Un film racconta con leggerezza la delicata fase della menopausa. E invita a non arrendersi alle difficoltà e al tempo che passa

Arriva un giorno in cui una donna si sente improvvisamente “vecchia”. Un giorno in cui l’amore sfiorisce, i figli sono grandi, il corpo è una pentola a pressione pronta a scoppiare in ogni istante. Un giorno in cui diventa invisibile al mondo e persino le porte automatiche al supermercato non si aprono quando arriva lei. È quello che capita a Aurore (che ha il volto e la voce di Agnès Jaoui), protagonista del film “50 primavere” di Blandine Lenoir, attrice e cineasta che di anni ne ha 45 ma è bravissima a raccontare, con ironia e delicatezza, il tema della menopausa (e molto di più).

Invecchiare o rinascere?

Aurore è arrivata ai suoi cinquanta piuttosto provata: nel fisico - in preda a vampate di calore e sbalzi di umore continui - e nell’esperienza del matrimonio, che è affondato nel divorzio e le ha lasciato due figlie ormai grandi (una sta per diventare a sua volta mamma, l’altra è pronta a sacrificare tutto per seguire il fidanzato all’estero).

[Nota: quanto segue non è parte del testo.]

PR #317, opened 2020-06-13
PIMS-2453 PIMS-2444, PIMS-2452

devinleighsmith:
Refactor project dispose layout and useStepForm to simplify code and
communication with backend.

### DIFF
--- a/backend/dal/Helpers/Extensions/ProjectExtensions.cs
+++ b/backend/dal/Helpers/Extensions/ProjectExtensions.cs
@@ -46,7 +46,7 @@ namespace Pims.Dal.Helpers.Extensions
             {
                 var statuses = context.Workflows.Where(w => w.Code == "ACCESS-DISPOSAL")
                     .SelectMany(w => w.Status).Select(x => x.StatusId).ToArray();
-                query = query.Where(p => statuses.Contains(p.StatusId) || p.Status.Code.Equals("RE"));
+                query = query.Where(p => statuses.Contains(p.StatusId) || p.Status.Code.Equals("AS-I"));
             }
 
             if (!String.IsNullOrWhiteSpace(filter.ProjectNumber))
--- a/backend/dal/Helpers/Extensions/ProjectExtensions.cs
+++ b/backend/dal/Helpers/Extensions/ProjectExtensions.cs
@@ -46,7 +46,7 @@ namespace Pims.Dal.Helpers.Extensions
             {
                 var statuses = context.Workflows.Where(w => w.Code == "ACCESS-DISPOSAL")
                     .SelectMany(w => w.Status).Select(x => x.StatusId).ToArray();
-                query = query.Where(p => statuses.Contains(p.StatusId) || p.Status.Code.Equals("SU"));
+                query = query.Where(p => statuses.Contains(p.StatusId) || p.Status.Code.Equals("RE"));
             }
 
             if (!String.IsNullOrWhiteSpace(filter.ProjectNumber))
--- a/backend/dal/Migrations/Initial/PostDeploy/01-ProjectStatus.sql
+++ b/backend/dal/Migrations/Initial/PostDeploy/01-ProjectStatus.sql
@@ -71,7 +71,7 @@ INSERT INTO dbo.[ProjectStatus] (
     , 0
     , 'The project has been submitted for review to be added to the Surplus Property Program.'
     , '/projects/review'
-    , 1
+    , 0
 ), (
     7
     , 6
@@ -81,7 +81,7 @@ INSERT INTO dbo.[ProjectStatus] (
     , 0
     , 'Submitted project property information review.'
     , '/projects/assess/properties'
-    , 0
+    , 1
 ), (
     8
     , 7
--- a/backend/dal/Migrations/Initial/PostDeploy/01-ProjectStatus.sql
+++ b/backend/dal/Migrations/Initial/PostDeploy/01-ProjectStatus.sql
@@ -66,7 +66,7 @@ INSERT INTO dbo.[ProjectStatus] (
     6
     , 5
     , 'Review'
-    , 'Re'
+    , 'RE'
     , 1
     , 0
     , 'The project has been submitted for review to be added to the Surplus Property Program.'
--- a/backend/dal/Migrations/Initial/PostDeploy/01-ProjectStatus.sql
+++ b/backend/dal/Migrations/Initial/PostDeploy/01-ProjectStatus.sql
@@ -65,21 +65,21 @@ INSERT INTO dbo.[ProjectStatus] (
 ), (
     6
     , 5
-    , 'Submitted'
-    , 'SU'
+    , 'Review'
+    , 'Re'
     , 1
     , 0
     , 'The project has been submitted for review to be added to the Surplus Property Program.'
-    , '/projects/submitted'
+    , '/projects/review'
     , 1
 ), (
     7
     , 6
-    , 'Property Review'
+    , 'Submitted'
     , 'AS-I'
     , 1
     , 0
-    , 'Property information review.'
+    , 'Submitted project property information review.'
     , '/projects/assess/properties'
     , 0
 ), (
--- a/backend/dal/Services/Concrete/ProjectService.cs
+++ b/backend/dal/Services/Concrete/ProjectService.cs
@@ -657,8 +657,12 @@ namespace Pims.Dal.Services
             var toStatus = this.Context.ProjectStatus
                 .Include(s => s.Tasks)
                 .FirstOrDefault(s => s.Id == project.StatusId);
-            if (!fromStatus.ToStatus.Any(s => s.ToStatusId == project.StatusId)) throw new InvalidOperationException($"Invalid project status transitions from '{fromStatus.Name}' to '{toStatus?.Name}'.");
-
+            // TODO: ignore status transitions for ACCESS-DISPOSAL steps for now.
+            var ignoreTransitionStatuses = this.Context.Workflows.Include(w => w.Status).Where(w => w.Code == "ACCESS-DISPOSAL").SelectMany(s => s.Status).Select(s => s.StatusId);
+            if (!ignoreTransitionStatuses.Contains(fromStatusId)) { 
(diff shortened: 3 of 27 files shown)


frontend/src/features/projects/dispose/ProjectDisposeLayout.tsx
```diff
@@ -1,7 +1,7 @@
-import React, { useEffect, useRef, useState } from 'react';
```
jdtoombs, line 1: Thanks for this! Was just working on this on my end and cleaning it up then had a flashback to reviewing this yesterday 🤦 

I was cringing at my old approach while fixing it lol got rid of all the preDraft stuff and the extra form.  But I was stuck on the point where the next button would work; however, it would not mark step one as complete. But this looks like it covers that!!

backend/dal/Helpers/Extensions/ProjectExtensions.cs
```diff
@@ -46,7 +46,7 @@ public static IQueryable<Entity.Project> GenerateQuery(this PimsContext context,
             {
                 var statuses = context.Workflows.Where(w => w.Code == "ACCESS-DISPOSAL")
                     .SelectMany(w => w.Status).Select(x => x.StatusId).ToArray();
-                query = query.Where(p => statuses.Contains(p.StatusId) || p.Status.Code.Equals("SU"));
+                query = query.Where(p => statuses.Contains(p.StatusId) || p.Status.Code.Equals("RE"));
```
Fosol, line 49: I suspect this is incorrect.  I think this was being used to return projects for the Approval Requests.  It would be returning projects that are in the `ACCESS-DISPOSAL` workflow and those that were submitted `SU`.

backend/dal/Services/Concrete/ProjectService.cs
```diff
@@ -658,8 +658,12 @@ public Project SetStatus(Project project, Workflow workflow)
             var toStatus = this.Context.ProjectStatus
                 .Include(s => s.Tasks)
                 .FirstOrDefault(s => s.Id == project.StatusId);
-            if (!fromStatus.ToStatus.Any(s => s.ToStatusId == project.StatusId)) throw new InvalidOperationException($"Invalid project status transitions from '{fromStatus.Name}' to '{toStatus?.Name}'.");
-
+            // TODO: ignore status transitions for ACCESS-DISPOSAL steps for now.
```
Fosol, line 661: You shouldn't need to do this, just add additional valid transitions to the sql script.

backend/dal/Services/Concrete/ProjectService.cs
```diff
@@ -670,7 +674,7 @@ public Project SetStatus(Project project, Workflow workflow)
             // This could be extracted at some point to a configurable layer, but not required presently.
             switch (toStatus.Code)
             {
-                case ("SU"): // Submit
+                case ("RE"): // Review
```
Fosol, line 677: This is incorrect.  Review should not be a milestone and we only generate a project number when the request is submitted.

backend/dal/Migrations/Initial/PostDeploy/01-ProjectStatus.sql
```diff
@@ -65,21 +65,21 @@ INSERT INTO dbo.[ProjectStatus] (
...
-    , 'Submitted'
-    , 'SU'
+    , 'Review'
+    , 'RE'
     , 1
     , 0
     , 'The project has been submitted for review to be added to the Surplus Property Program.'
-    , '/projects/submitted'
+    , '/projects/review'
     , 1
```
Fosol, line 74: Review is not a milestone.

backend/dal/Migrations/Initial/PostDeploy/01-ProjectStatus.sql
```diff
@@ -65,21 +65,21 @@ INSERT INTO dbo.[ProjectStatus] (
...
     , 6
-    , 'Property Review'
+    , 'Submitted'
     , 'AS-I'
     , 1
     , 0
-    , 'Property information review.'
+    , 'Submitted project property information review.'
     , '/projects/assess/properties'
     , 0
```
Fosol, line 84: Submitted is a milestone.

backend/tests/core/Entities/ProjectStatusHelper.cs
```diff
@@ -66,7 +66,7 @@ public static List<Entity.ProjectStatus> CreateDefaultProjectStatuses()
                 new Entity.ProjectStatus("Update Information", "DR-I") { Id = 3, SortOrder = 2, RowVersion = new byte[] { 12, 13, 14 } },
                 new Entity.ProjectStatus("Required Documentation", "DR-D") { Id = 4, SortOrder = 3, RowVersion = new byte[] { 12, 13, 14 } },
                 new Entity.ProjectStatus("Approval", "DR-A") { Id = 5, SortOrder = 4, RowVersion = new byte[] { 12, 13, 14 } },
-                new Entity.ProjectStatus("Submitted", "SU") { Id = 6, SortOrder = 5, IsMilestone = true, RowVersion = new byte[] { 12, 13, 14 } },
+                new Entity.ProjectStatus("Reviewed", "RE") { Id = 6, SortOrder = 5, IsMilestone = true, RowVersion = new byte[] { 12, 13, 14 } },
```
Fosol, line 69: Incorrect.

frontend/src/features/projects/dispose/ProjectDisposeLayout.tsx
```diff
@@ -44,19 +47,44 @@ const ProjectDisposeLayout = ({ match, location }: { match: Match; location: Loc
...
+        let nextStepId = getNextStep(currentStatus)?.id;
+        let workflowStatusCode: string | undefined = undefined;
+        if (nextStepId === undefined) {
+          nextStepId = ReviewWorkflowStatus.PropertyReview;
+          workflowStatusCode = 'ACCESS-DISPOSAL';
         }
+
+        addOrUpdateProject(values, formikRef).then((project: IProject) =>
+          updateProjectStatus(project, nextStepId!, workflowStatusCode).then((project: IProject) =>
+            dispatch(fetchProject(project.projectNumber)),
```
Fosol, line 85: Why do you fetch the project at this point?  You should have an updated copy from the prior actions.

backend/dal/Migrations/Initial/PostDeploy/01-ProjectStatus.sql
devinleighsmith: So wait, are you saying that this was wrong before? This change was due to PIMS-2452 which was just to rename the Submitted step to Review.

backend/dal/Migrations/Initial/PostDeploy/01-ProjectStatus.sql
devinleighsmith: Same here, the requested change was just to change the name of the step. Was this step also in error?

backend/dal/Helpers/Extensions/ProjectExtensions.cs
devinleighsmith: The old submitted status is now review, so this is only a change in naming. Are you saying this check was incorrect before my change?

backend/dal/Migrations/Initial/PostDeploy/01-ProjectStatus.sql
Fosol: The last step for the first workflow would be `Review`, but when they submit the last status is `Submitted`.  Which is a milestone and should start the next workflow for assessment.
There is a requirement to update the SQL scripts to reflect this, as they were an original list and there have been some changes.

There may be a issue we need to think through for the assessment workflow however.  Since `Submitted` is the first status of the assessment workflow, it may require us to handle it a little differently when presenting the data on the single form.  

We can chat through this if you want a call?

frontend/src/features/projects/dispose/ProjectDisposeLayout.tsx
devinleighsmith: Last time I checked the create/update apis were not correctly returning the updated projects from the database, they were just returning a copy of the passed in object. I brought this up in a code review at the start of this sprint. Has this been fixed?

Fosol: If they're not returning the correct data, they need to be updated.  Should be as simple as
- return correct object
- make sure the right data is included in that object

backend/dal/Helpers/Extensions/ProjectExtensions.cs
```diff
@@ -46,7 +46,7 @@ public static IQueryable<Entity.Project> GenerateQuery(this PimsContext context,
             {
                 var statuses = context.Workflows.Where(w => w.Code == "ACCESS-DISPOSAL")
                     .SelectMany(w => w.Status).Select(x => x.StatusId).ToArray();
-                query = query.Where(p => statuses.Contains(p.StatusId) || p.Status.Code.Equals("SU"));
+                query = query.Where(p => statuses.Contains(p.StatusId) || p.Status.Code.Equals("AS-I"));
```
Fosol, line 49: Not loving the code used here, but it'll do lol.

backend/dal/Services/Concrete/ProjectService.cs
```diff
@@ -669,7 +671,7 @@ public Project SetStatus(Project project, Workflow workflow)
             // This could be extracted at some point to a configurable layer, but not required presently.
             switch (toStatus.Code)
             {
-                case ("SU"): // Submit
+                case ("AS-I"): // Review
```
Fosol, line 674: It's still `submitted` but it's just a comment.

backend/tests/unit/dal/Services/ProjectServiceTest.cs
```diff
@@ -1528,7 +1528,7 @@ public void SetStatus_Submit_NotAuthorizedException()
             var workflows = init.CreateDefaultWorkflows();
             init.SaveChanges();
             init.AddStatusToWorkflow(workflows.First(), init.ProjectStatus.Where(s => s.Id <= 6)).SaveChanges();
-            var submit = init.ProjectStatus.First(s => s.Code == "SU");
+            var submit = init.ProjectStatus.First(s => s.Code == "RE");
```
Fosol, line 1531: Not sure about this, but I can test later.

Ma non è tutto, perché la protagonista si ritrova improvvisamente disoccupata, alle prese con colloqui estenuati, capi assurdi, lavoretti trovati e subito persi. «Voi bianchi scoprite la discriminazione solo invecchiando», le dice con disarmante lucidità una collega straniera, che aggiunge poi la sua ricetta per un mondo migliore: «Bisogna identificare le oppressioni di vario genere e fare fronte comune per l’uguaglianza».

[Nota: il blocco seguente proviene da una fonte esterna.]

PR #323, opened 2020-06-15
Remove debugger statement.

devinleighsmith:
Well, this is embarrassing.


backend/dal/Helpers/Extensions/ServiceExtensions.cs
```diff
@@ -14,7 +14,7 @@ namespace Pims.Dal.Helpers.Extensions
     public static class ServiceExtensions
     {
         #region Variables
-        public static readonly string[] EDITABLE_STATUS_CODES = new[] { "DR", "DR-P", "DR-I", "DR-D", "DR-A" };
```
devinleighsmith, line 17: I think this should fix the submission issue on the review page.

PR #327, opened 2020-06-16
PIMS-1522 Swagger API with authentication

goemen:


backend/api/Startup.cs
```diff
@@ -37,7 +37,9 @@
 using Mapster;
 using Pims.Api.Helpers.Mapping;
 using System.Collections.Generic;
+using DocumentFormat.OpenXml.EMMA;
```
asanchezr, line 40: According to https://www.nuget.org/packages/DocumentFormat.OpenXml/ this is used for working with Office Word, Excel, and PowerPoint documents. 

Do we need it to enable HTTPS and JWT tokens on Swagger??

Fosol: Configuring authentication on Swagger does allow for a more complete tool/documentation.

goemen:
reopen

PR #330, opened 2020-06-16
increase min cpu/memory to ensure build is timely.

devinleighsmith:


devinleighsmith:
this change has already been made in tools, this just keeps our source up to date.

PR #332, opened 2020-06-17
PIMS-2175, 2193

jdtoombs:
Display clickable Project Number on property pins that belong to a project. Only visible to owning agency and SRES

Update Assessed Value tables. `ParcelDetailForm` now has `Land`, `Improvements`, and `Total` columns. Building  Assessed Value table remains the same; however, the value entered there is reflected under `Improvments` on the `ParcelDetailForm`


jdtoombs:
Working on some column scaling issues right now.... not quite ready after all

PR #337, opened 2020-06-18
PIMS-2586, 2587

jdtoombs:
Bug 1 - Project number is now read only for SRES until they click the edit button
Bug 2 - Project number no longer disappears when updating a parcel


backend/api/Mapping/Parcel/ParcelMap.cs
```diff
@@ -48,6 +48,7 @@ public void Register(TypeAdapterConfig config)
                 .Map(dest => dest.Id, src => src.Id)
                 .Map(dest => dest.PID, src => ParcelConverter.ConvertPID(src.PID))
                 .Map(dest => dest.PIN, src => src.PIN)
+                .Map(dest => dest.ProjectNumber, src => src.ProjectNumber)
```
jdtoombs, line 51: have to change this quickly because if it submits "" as a project number they will be viewed as belonging to a project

Un invito che Aurore fa suo. Senza enfatizzare i problemi in chiave femminista o demonizzare “il maschio”, si appoggia a se stessa, alla migliore amica, alle figlie. E finisce per trovare lavoro e conforto in una comune solidale di donne, che hanno messo insieme soldi e affetti per non vivere da sole. Proprio qui una saggia e ancora arzilla signora le consiglia di lasciarsi alla spalle «l’idea di non essere più produttiva sessualmente» e di continuare a vivere con coraggio. Inizia così una rinascita che la porterà a una nuova consapevolezza e addirittura all’amore.

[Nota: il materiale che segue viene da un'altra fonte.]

PR #947, opened 2021-02-18
Delete Project Adjustments

jdtoombs:
Only projects that are still in the `SUBMIT-DISPOSAL` workflow can be deleted. The delete icon will appear next to a project if that condition is satisfied AND the user 

- has a `project-edit` claim
- or an `admin-projects` claim
- or they created that project

### DIFF
--- a/backend/dal/Helpers/Extensions/ProjectExtensions.cs
+++ b/backend/dal/Helpers/Extensions/ProjectExtensions.cs
@@ -43,6 +43,7 @@ namespace Pims.Dal.Helpers.Extensions
                 .Include(p => p.TierLevel)
                 .Include(p => p.Risk)
                 .Include(p => p.Agency)
+                .Include(p => p.Workflow)
                 .Include(p => p.Agency).ThenInclude(a => a.Parent)
                 .Include(p => p.Notes)
                 .AsNoTracking();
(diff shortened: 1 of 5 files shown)


frontend/src/features/projects/list/ProjectListView.tsx
```diff
@@ -222,6 +222,7 @@ const ProjectListView: React.FC<IProps> = ({ filterable, title, mode }) => {
       project.status = projectStatuses.find((x: any) => x.name === project.status)!;
       await service.deleteProject(project);
       setData(data?.filter(p => p.projectNumber !== project.projectNumber));
+      setDeleteId(undefined);
```
jdtoombs, line 225: Allow for multiple deletions if necessary

backend/dal/Helpers/Extensions/ProjectExtensions.cs
```diff
@@ -43,6 +43,7 @@ public static IQueryable<Entity.Project> GenerateQuery(this PimsContext context,
                 .Include(p => p.TierLevel)
                 .Include(p => p.Risk)
                 .Include(p => p.Agency)
+                .Include(p => p.Workflow)
```
jdtoombs, line 46: So the list view is able to access this information to determine if delete icon will be displayed based off of `workflowCode`

frontend/src/features/projects/list/ProjectListView.tsx
agalbrai: why?

jdtoombs: As in they delete one project and goto delete another one after, previously it would have kept the old id in the state variable and not reset

Fosol (approved):

agalbrai (approved):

Un'età senza raffigurazione

«Il film affronta un cambiamento importante che riguarda prima o poi tutte le donne, un cambiamento di cui ancora si parla pochissimo - ha spiegato l’attrice Agnès Jaoui -. L’enormità di questa fase si percepisce in ogni cosa», in primis nello sguardo degli uomini ma in generale in quello di tutta la società. 

«Spesso - prosegue - mi arrivano sceneggiature in cui l'età del mio personaggio è 49 anni, quasi si avesse paura anche solo a scrivere un numero in più». Concorde anche la regista, che ha rivelato come l’idea del film sia nata proprio dalla sua esperienza personale: «Mi avvicinavo ai quarant'anni con grande ansia, senza capire la ragione per cui avevo così tanta paura di invecchiare dal momento che i miei amici maschi non condividevano la mia inquietudine. Nel giro di breve tempo, mi sono resa conto che le donne sulla cinquantina non sono affatto rappresentate nel cinema.

Come si fa a desiderare di raggiungere un'età che non trova una raffigurazione? Ho avuto voglia di rendere loro omaggio, di far nascere in loro – e in me stessa – il desiderio di invecchiare». Al desiderio di invecchiare, nel film, si aggiunge l’invito a non arrendersi, anche quando le sfide e i contesti cambiano. Perché, come racconta questo ritratto a 360° gradi della vita femminile, ogni nuova fase, che sia la maternità o la menopausa, la perdita del lavoro o di un amore, mette in crisi. Solo facendo fronte comune, affidandosi a chi ci è già passato e credendo in se stessi si può affrontare quella “maledetta primavera”. E sperare così “di innamorarsi ancora”.